━━ ENTRIES PROVIDED

PR #88, opened 2020-02-10
[core]: repos and runcounter.txt are stored inside coreWorkingDir

miltalex:
Closes OCTRL-129.

### DIFF
--- a/common/utils/utils.go
+++ b/common/utils/utils.go
@@ -53,3 +53,9 @@ func EnsureTrailingSlash(path *string) {
 
 // helper func to package strings up nicely for protobuf
 func ProtoString(s string) *string { return &s }
+
+func RemoveTrailingSlash(path *string) {
+	if strings.HasSuffix(*path, "/") { //Remove trailing '/'
+		strings.TrimRight(*path, "/")
+	}
+}
--- a/common/utils/utils.go
+++ b/common/utils/utils.go
@@ -53,9 +53,3 @@ func EnsureTrailingSlash(path *string) {
 
 // helper func to package strings up nicely for protobuf
 func ProtoString(s string) *string { return &s }
-
-func RemoveTrailingSlash(path *string) {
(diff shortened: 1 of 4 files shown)


core/confsys/service.go
```diff
@@ -129,19 +125,8 @@ func (s *Service) NewRunNumber() (runNumber uint32, err error) {
...
 		var rnf string
-		rnf, err = s.src.Get("o2/control/run_number_file")
-		if err != nil {
-			return
-		}
-		rnf, err = homedir.Expand(rnf) // Resolve ~ into home dir
-		if err != nil {
-			return
-		}
+		rnf = viper.GetString("coreWorkingDir") + "runcounter.txt"
```
teo: Are we certain that `coreWorkingDir` has a trailing slash?
Generally it shouldn't: the default shouldn't have a trailing `/`, and if the user passes a `/path/with/trailing/slash/`, it should be sanitized to remove it.

Then, this line becomes
```
		rnf = viper.GetString("coreWorkingDir") + "/runcounter.txt"
```

teo: Addendum: all user-provided paths must be sanitized to ensure the absence of a trailing slash.

miltalex: The `coreWorkingDir` is sanitized [here](https://github.com/AliceO2Group/Control/blob/master/core/config.go#L184).  I followed the same pattern used for the `repositoriesPath`.

common/utils/utils.go
```diff
@@ -53,3 +53,9 @@ func EnsureTrailingSlash(path *string) {
 
 // helper func to package strings up nicely for protobuf
 func ProtoString(s string) *string { return &s }
+
+func RemoveTrailingSlash(path *string) {
```
teo: To be checked if there is an `os.path` function that can already do this for us.

miltalex: Change it to `filepath.Clean()`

━━━━

▶ _YOUR INSTRUCTIONS_:
Among the records, count every line where "that" appears. Reply with the total alone.

▶ _ANSWER_:
2